Kris and I haven't been too good ever since that day I tried to hook up with Sehun on the night we went to the Italian restaurant. That's why he dragged me away and took me home. I have this huge crush on him, and I tried to make him jealous. So I thought that hanging out with one of his closest friends would do the trick. He ended up beating the living crap out of Sehun for touching me. And everytime I actually hang out with Sehun you can see the fury and jealousy in his eyes.

Kris and I used to date in Junior year. But, like the playboy he is, left me for some caked up Barbie doll. I don't understand why. We're still best friends. That's why he gets so jealous over the littlest things. Everytime I flirt with someone, everytime I hang out with someone that's not Kris, or just in general when I talk about someone. He's such a jealous little... whatever. He gets jealous too much.

The sad part is, I still have a really huge crush on the guy. I know he doesn't feel the same. I bet he's tired of living with me and dealing with me. I haven't had the courage to tell him how I feel. He always seems to find some sort of eye candy, and he manages to take them home instantly. This is also one of the reasons why I have dark circles. No sleep from him and his one-night-stand because they're screaming too much. Pisses me off to the max.

As I walked to the kitchen, I heard the clanging of pots and the sound of water form the sink. I hid behind the wall of the hallway so that Kris didn't see me. It's rare to find him up early. He's either up early when he's mad, sad, or if he's bored. It's rare to find him cleaning the dishes, as well. He only cleans if he's mad or bored...

I had the courage to finally walk out of my hiding spot in the hallway. I didn't look at him or acknowledge his existence in any way. I just went straight to the fridge, grabbed a banana and walked to the table to eat it.

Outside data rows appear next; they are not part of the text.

PR #4259, opened 2025-05-07
chore: magic env variable doc update

damiannolan:
One would normally assume that `genesisHash` means the hash of a genesis.json file, perhaps...
Hope this saves somebody sometime.


nodebuilder/p2p/flags.go
```diff
@@ -92,7 +92,7 @@ func ParseNetwork(cmd *cobra.Command) (Network, error) {
 func parseNetworkFromEnv() (Network, error) {
 	var network Network
 	// check if custom network option set
-	// format: CELESTIA_CUSTOM=<netID>:<genesisHash>:<bootstrapPeerList>
+	// format: CELESTIA_CUSTOM=<netID>:<genesisBlockHash>:<bootstrapPeerList>
```
damiannolan, line 95: Can the node not query this from the consensus network via:

consensus-node:26657/status - "earliest_block_hash"

Wondertan:
Related to https://github.com/celestiaorg/celestia-node/discussions/3524

nodebuilder/p2p/flags.go
Wondertan: It can, if we wanna move on making node always dependent on core which wasn't the case.

Wondertan (approved):

damiannolan:
Can we merge this?

vgonkivs (approved):

PR #4263, opened 2025-05-11
fix: refresh account cache when funded after node start

### LINKED ISSUE #4261: bug: node starts with 0 balance, then funded, but can't submit blobs
### Celestia Node version

v0.22.2

### OS

macOS & ubuntu-WSL2

### Install tools

docs

### Others

_No response_

### Steps to reproduce it

1. create new key with: `cel-key add empty --node.type light --p2p.network mocha`
2. start node `celestia light start --p2p.network mocha --core.ip rpc-mocha.pops.one --core.port 9090 --keyring.keyname empty`
3. check balance
```
celestia state balance
{
  "result": {
    "denom": "utia",
    "amount": "0"
  }
}
```
4. use faucet to fund wallet
5. check balance again
```
celestia state balance
{
  "result": {
    "denom": "utia",
    "amount": "1000000"
  }
}
```
6. while node is still running, try and submit blob
`celestia blob submit 676d 676d`
result shows signer not found and unable to submit blob
```
{
  "result": "account for signer celestia1jv2s0flrfw9wt9ue0qtnkgwufxspfznaejnqlq not found"
}
```

I know that this means account isn't funded, but the error itself isn't clear and the [go code](https://github.com/celestiaorg/celestia-node/blob/b056780200b39160c87aaee8d0e7ed01a4884c0c/state/core_access.go#L201) means that this couldn't find the signer, not that the account isn't funded. 

### Expected result

1. signer is found even if 0 balance,
2. if 0 balance, error should return clearly that there isn't a balance, not that the signer wasn't found
3. if balance, blob should submit, even if node started with 0 balance

### Actual result

error returns saying signer isn't found, when node account is both funded and signer is there

### Relevant log output

```Shell
2025-05-08T12:53:14.090-0400	WARN	rpc	go-jsonrpc@v0.6.0/handler.go:474	error in RPC call to 'blob.Submit': account for signer celestia1jv2s0flrfw9wt9ue0qtnkgwufxspfznaejnqlq not found
```

_No response_

### Notes

restarting the node and then submitting works, so this seems to be some issue with signer accessibility and fetching balance from core endpoint

avorylli:
Fixes issue #4261 where a node can't submit blobs after being funded post-startup.

Problem:
- Account cache not updated when funding received after node start
- Blob submissions fail with "account not found" error

Solution:
- Check for balance when account not found in cache
- Force TxClient refresh when account has balance but isn't cached
- Improve error messages

Fixes #4261

### DIFF
--- a/state/core_access.go
+++ b/state/core_access.go
@@ -200,7 +200,29 @@ func (ca *CoreAccessor) SubmitPayForBlob(
 	}
 	account := ca.client.AccountByAddress(author)
 	if account == nil {
-		return nil, fmt.Errorf("account for signer %s not found", author)
+		// Check if account has balance but is not cached in the tx client
+		balance, err := ca.BalanceForAddress(ctx, Address{author})
+		if err != nil {
+			return nil, fmt.Errorf("failed to check balance for account %s: %w", author, err)
+		}
+
+		if !balance.Amount.IsZero() {
+			// Account has balance but isn't cached in tx client, force refresh by recreating client
+			log.Debugw("account has balance but not found in tx client cache, refreshing client", "address", author.String())
+			ca.client = nil
+			client, err = ca.getTxClient(ctx)
+			if err != nil {
+				return nil, err
+			}
+
+			// Try to get account again
+			account = ca.client.AccountByAddress(author)
+			if account == nil {
+				return nil, fmt.Errorf("account for signer %s still not found after refresh", author)
+			}
+		} else {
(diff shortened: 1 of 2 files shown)


renaynay:
Hey @avorylli 

Thank you for this PR but I would refrain from putting this kind of logic in celestia-node. We are currently in the process of trying to shift most state-related logic to celestia-app's `TxClient` - you're welcome to open a PR there and I'd be happy to review it.

renaynay:
@avorylli 

https://github.com/celestiaorg/celestia-app/issues/4803

PR #4265, opened 2025-05-12
feat(api): Implement Celestia Client Library v0

walldiss:
Reopening PR from feature branch instead of fork. Previous discussion here https://github.com/celestiaorg/celestia-node/pull/4256

--------

## Implementation Details

### Key Components

### Usage Example

QuickNode example by @jcstein :https://github.com/celestiaorg/celestia-node/pull/4256#issuecomment-2852085985

```go
// Initialize keyring
    KeyName:     "my_key",
}, "/path/to/keys")

// Configure client
cfg := Config{
    ReadConfig: ReadConfig{
        DAAuthToken:  "token",
    },
    SubmitConfig: SubmitConfig{
        DefaultKeyName: "my_key",
        Network:        "private",
            Addr: "consensus-node:9090",
        },
    },
}

// Submit a blob

// Retrieve a blob
```

# TODOs for Further Development / Known Limitations (will be resolved in future PRs)

- **Multiple core endpoints**: will be added after https://github.com/celestiaorg/celestia-app/pull/4628 support added to the node core-accessor. 

## Decision Points

- **Configuration Options**:


api/client/grpc.go
```diff
@@ -0,0 +1,108 @@
...
+
+	"github.com/celestiaorg/celestia-node/libs/utils"
+)
+
+// CoreGRPCConfig is the configuration for the core gRPC client.
+type CoreGRPCConfig struct {
+	// Addr is the address of the core gRPC server.
+	Addr string
+	// TLSEnabled specifies whether the connection is secure or not.
+	TLSEnabled bool
```
vgonkivs, line 23: What about TLSPath? Not in this PR but worth adding a todo.

api/client/client.go
```diff
@@ -0,0 +1,156 @@
...
+
+var log = logging.Logger("celestia-client")
+
+// Config holds configuration for the Client.
+type Config struct {
+	// TODO: Do we need backwards compatibility tracking? APIVersion will check version of the API and
+	// fail if it doesn't match
+	// APIVersion        string
+
+	// TODO: do we need logging inside the client?
```
gupadhyaya: logging does not make sense as client is just a wrapper with other modules. not sure if you can log anything meaningful.

api/client/client.go
```diff
@@ -0,0 +1,156 @@
...
+	"github.com/celestiaorg/celestia-node/state"
+)
+
+var log = logging.Logger("celestia-client")
+
+// Config holds configuration for the Client.
+type Config struct {
+	// TODO: Do we need backwards compatibility tracking? APIVersion will check version of the API and
+	// fail if it doesn't match
+	// APIVersion        string
```
gupadhyaya: i would also not do any API versioning here as the underlying api's themselves not have versioning and just versioning this client does not make sense.

api/client/grpc.go
walldiss: What do you mean by TLSPath for grpc client? Perhaps you refer to `XTokenPath`? In this case library expose it as config value instead of path to file.

vgonkivs: was confused with p2p layer. We haven't added support for tls certificates with the core/app endpoint

gupadhyaya (approved):

PR #4267, opened 2025-05-14
test(e2e): add `TestE2EMsgPayForBlob`

chatton:
### Overview

This PR adds an E2E test using the new [e2e testing library](https://github.com/celestiaorg/tastora) adapted from [interchaintest](https://github.com/strangelove-ventures/interchaintest).

A single E2E which does the following is added in this PR.

- Creates a single validator chain
- Creates ca bridge node
- Submits a MsgPayForBlobs
- Creates a light node
- Verifies the blob can be queried from the light node and that the bytes are correct and in the specificed namespace.

This test should catch a lot of errors where basic compatibility gets broken.

Right now I have hard coded an app version of the latest RC, however the version of node that gets tested is built on every PR so we can tell if changes in any given PR break the basic flow.

I included this test under a new go.mod to avoid adding test library dependencies to the main go.mod.

You can run this test locally by just running `make test-e2e test=TestE2EMsgPayForBlob`.


.github/workflows/go-ci.yml
```diff
@@ -149,3 +149,37 @@ jobs:
...
+        uses: actions/setup-go@v4
+        with:
+          go-version-file: go.mod
+
+      - name: Generate image tag
+        id: tag
+        run: echo "value=$(echo $GITHUB_SHA | cut -c1-8)" >> $GITHUB_OUTPUT
+
+      - name: Build Docker image locally
+        run: docker build -t "celestia-node:${{ steps.tag.outputs.value }}" .
```
chatton, line 176: for now I am intentionally not pushing to ghcr.io/celestia-node as the existing re-usable docker workflow does that, and don't want to clash with anything there.

This adds a bit of time to each run, and can be re-considered later if it is a problem.

e2e/e2e_test.go
```diff
@@ -0,0 +1,150 @@
...
+	return overrides
+}
+
+func (s *CelestiaTestSuite) CreateDockerProvider() celestiatypes.Provider {
+	numValidators := 1
+	numFullNodes := 0
+
+	enc := testutil.MakeTestEncodingConfig(app.ModuleEncodingRegisters...)
+
+	cfg := celestiadockertypes.Config{
```
chatton, line 69: a lot of this configuration is pretty boiler plate and can probably be done in the testing library. 

All configuration for the docker chains/bridge/light nodes is done here.

e2e/e2e_test.go
```diff
@@ -0,0 +1,150 @@
...
+	// required to query tx by hash when broadcasting transactions.
+	overrides := make(toml.Toml)
+	txIndexConfig := make(toml.Toml)
+	txIndexConfig["indexer"] = "kv"
+	overrides["tx_index"] = txIndexConfig
+	return overrides
+}
+
+func (s *CelestiaTestSuite) CreateDockerProvider() celestiatypes.Provider {
+	numValidators := 1
```
chatton, line 64: since this is a correctness test, we can just run a single node, if there is a need/desire to increase this, it is always an option.

e2e/go.mod
```diff
@@ -0,0 +1,285 @@
+module github.com/celestiaorg/celestia-node/e2e
```
chatton, line 1: added go mod to not introduce extra deps in the main go.mod

e2e/Makefile
```diff
@@ -0,0 +1,8 @@
+## e2e-test: Run end to end tests via docker.
+e2e-test:
```
cristaloleg, line 2: IMO this should be a part of main `Makefile` (in root directory).

Makefile
```diff
@@ -160,6 +160,16 @@ test-integration-race:
...
 .PHONY: test-integration-race
 
+## test-e2e: Run an end to end test via docker.
+test-e2e:
+	@if [ -z "$(test)" ]; then \
+		echo "ERROR: 'test' variable is required. Usage: make test-e2e test=TestE2EMsgPayForBlob"; \
+		exit 1; \
+	fi
+	@echo "--> Running: TestCelestiaTestSuite/$(test)"
+	cd e2e && go test -v -run ^TestCelestiaTestSuite/$(test)$$ ./...
```
cristaloleg, line 170: `go test -v -run ^TestCelestiaTestSuite/$(test)$$ ./e2e` should work as well.

BTW, why do we need to specify test all the time? Why not run all the test by default unless specific test(s?) is specified? Just curious.

e2e/Makefile
chatton: moved it 🫡

chatton:
investigating the CI failure, it looks like it is an environmental issue 👀

e2e/go.mod
```diff
@@ -0,0 +1,279 @@
...
+
+go 1.23.6
```
chatton, line 3: I explicitly chose this version due to a breakage if bumped to v1.24

`link: github.com/bytedance/sonic/loader: invalid reference to runtime.lastmoduledatap`

It looks like the sonic library is pulled in by the cosmos sdk and depends on some go internals that changed between these versions.

PR #4189, opened 2025-03-29
chore: upgrade to golangci-lint v2

quantix9:
migrate ref: https://golangci-lint.run/product/migration-guide/

PR #4280, opened 2025-05-22
chore: upgrade to golangci-lint v2

Wondertan:
Have to reopen #4189  due to perms issue


core/header_test.go
```diff
@@ -57,9 +57,9 @@ func TestMismatchedDataHash_ComputedRoot(t *testing.T) {
 
 func TestBadAppVersion(t *testing.T) {
 	header := headertest.RandExtendedHeader(t)
-	header.RawHeader.Version.App = appconsts.LatestVersion + 1
+	header.Version.App = appconsts.LatestVersion + 1
```
walldiss, line 60: Why struct fields are no longer accessed by field name?

Wondertan: Linter rule I guess

walldiss (approved):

As I was peeling my banana, I heard Kris clear his throat. He was looking at me like he was irritated.

"What.? Did I do something wrong.?" I asked, avoiding his gaze and enjoying my banana.

"You didn't say 'good morning, Kris' like you usually do." He noticed. I rolled my eyes and scoffed.

"That's because you wake up at 12 in the afternoon, and I didn't expect to see you up so early this morning."

"I was bored."

"Yeah.. 'Bored'." I scoffed as I got up to throw my banana peel away. I know he's mad. I don't know why he likes to lie about his feelings to me. He knows that I'm his best friend and he can tell me absolutely anything. Especially about his feelings. That's what makes me mad. He calls me his 'best friend', but never tells me anything about his feelings. I'm usually the one who's always letting my feelings out to him. When will he ever do the same.?

The sad part about it, is that I'll never be able to tell him I love him. I can't do that. I just can't. I don't want to be rejected. I'll never be able to man up and accept the fact that I'll have to get over him. I understand that he likes guys, but I'm just not one of them.

"Hey," Kris grabbed me by the waist and turned me around to face him, "what's with you.? You're never like this towards me. What's wrong.?"

"Nothing. I'm absolutely fine. It's the morning, so I'm cranky." I lied. Well, I didn't lie about the morning part.